Without omitting anything, return the records precisely as given.

• Input records:

....................

Issue #1636, opened 2022-07-08
Multiple unresolved externals in GUIScript.dll using MSVC


jabaldwin:
I'm attempting to build GemRB from source following [the guide on the website](https://gemrb.org/MSVC-build.html#get-gemrb-sources-and-build-them). I encounter several "unresolved external" linking errors within GUIScript.cpp, which is odd since that file doesn't seem to have been updated since the v0.9.0 release. Any help is appreciated! 

Build output attached:
[gemrb_build_log.txt](https://github.com/gemrb/gemrb/files/9075071/gemrb_build_log.txt)

MarcelHB:
> I encounter several "unresolved external" linking errors within GUIScript.cpp, which is odd since that file doesn't seem to have been updated since the v0.9.0 release. Any help is appreciated!

`GUIScript.cpp` has undergone [a lot of changes](https://github.com/gemrb/gemrb/compare/v0.9.0...master#diff-96ea9d8971dee67edce84478072a33a6730e52ef01fb174cfa0b7dda99cfacfe) since v0.9.0.

You can maybe execute a `git status` to check what revision you are really compiling on.

jabaldwin:
Sorry, I must have read the history of GUIScript.cpp wrong, my mistake. I have tried compiling on the most recent commit to master and several slightly older commits, all with the same issues. Is there a particular commit that should be more "stable" re: being compile-able?

MarcelHB:
The most recent commit rev [looks good](https://ci.appveyor.com/project/lynxlynxlynx/gemrb/builds/44121819) from what we see in MSVC 2019, and I wasn't seeing any linker problem locally either.

But I have found something suspicious, could you maybe give this modification a try (`ScriptEngine.h` line 57)?
```diff
diff --git a/gemrb/core/ScriptEngine.h b/gemrb/core/ScriptEngine.h
index 86e85c6c7..69f0daab4 100644
--- a/gemrb/core/ScriptEngine.h
+++ b/gemrb/core/ScriptEngine.h
@@ -54,7 +54,7 @@ public:
 };

 template <class T>
-class GEM_EXPORT ScriptingRef : public ScriptingRefBase {
+class ScriptingRef : public ScriptingRefBase {
 private:
        T* ref;
 public:
```

jabaldwin:
That change got the build to succeed, thank you!

Now I'm having a problem immediately on running the app:
`The code execution cannot proceed because iconv-2.dll was not found.`

[...]

PR #1637, opened 2022-07-09
Fixes for Windows

MarcelHB:
## Description
Two things addressed:

* The initial problem of #1636 
* Errors for unused variables on uses of `ResolveFilePath` on Windows & GCC.

## Checklist


lynxlynxlynx:
Thanks!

....................

• Answer to this task:
Issue #1636, opened 2022-07-08
Multiple unresolved externals in GUIScript.dll using MSVC


jabaldwin:
I'm attempting to build GemRB from source following [the guide on the website](https://gemrb.org/MSVC-build.html#get-gemrb-sources-and-build-them). I encounter several "unresolved external" linking errors within GUIScript.cpp, which is odd since that file doesn't seem to have been updated since the v0.9.0 release. Any help is appreciated! 

Build output attached:
[gemrb_build_log.txt](https://github.com/gemrb/gemrb/files/9075071/gemrb_build_log.txt)

MarcelHB:
> I encounter several "unresolved external" linking errors within GUIScript.cpp, which is odd since that file doesn't seem to have been updated since the v0.9.0 release. Any help is appreciated!

`GUIScript.cpp` has undergone [a lot of changes](https://github.com/gemrb/gemrb/compare/v0.9.0...master#diff-96ea9d8971dee67edce84478072a33a6730e52ef01fb174cfa0b7dda99cfacfe) since v0.9.0.

You can maybe execute a `git status` to check what revision you are really compiling on.

jabaldwin:
Sorry, I must have read the history of GUIScript.cpp wrong, my mistake. I have tried compiling on the most recent commit to master and several slightly older commits, all with the same issues. Is there a particular commit that should be more "stable" re: being compile-able?

MarcelHB:
The most recent commit rev [looks good](https://ci.appveyor.com/project/lynxlynxlynx/gemrb/builds/44121819) from what we see in MSVC 2019, and I wasn't seeing any linker problem locally either.

But I have found something suspicious, could you maybe give this modification a try (`ScriptEngine.h` line 57)?
```diff
diff --git a/gemrb/core/ScriptEngine.h b/gemrb/core/ScriptEngine.h
index 86e85c6c7..69f0daab4 100644
--- a/gemrb/core/ScriptEngine.h
+++ b/gemrb/core/ScriptEngine.h
@@ -54,7 +54,7 @@ public:
 };

 template <class T>
-class GEM_EXPORT ScriptingRef : public ScriptingRefBase {
+class ScriptingRef : public ScriptingRefBase {
 private:
        T* ref;
 public:
```

jabaldwin:
That change got the build to succeed, thank you!

Now I'm having a problem immediately on running the app:
`The code execution cannot proceed because iconv-2.dll was not found.`

[...]

PR #1637, opened 2022-07-09
Fixes for Windows

MarcelHB:
## Description
Two things addressed:

* The initial problem of #1636 
* Errors for unused variables on uses of `ResolveFilePath` on Windows & GCC.

## Checklist


lynxlynxlynx:
Thanks!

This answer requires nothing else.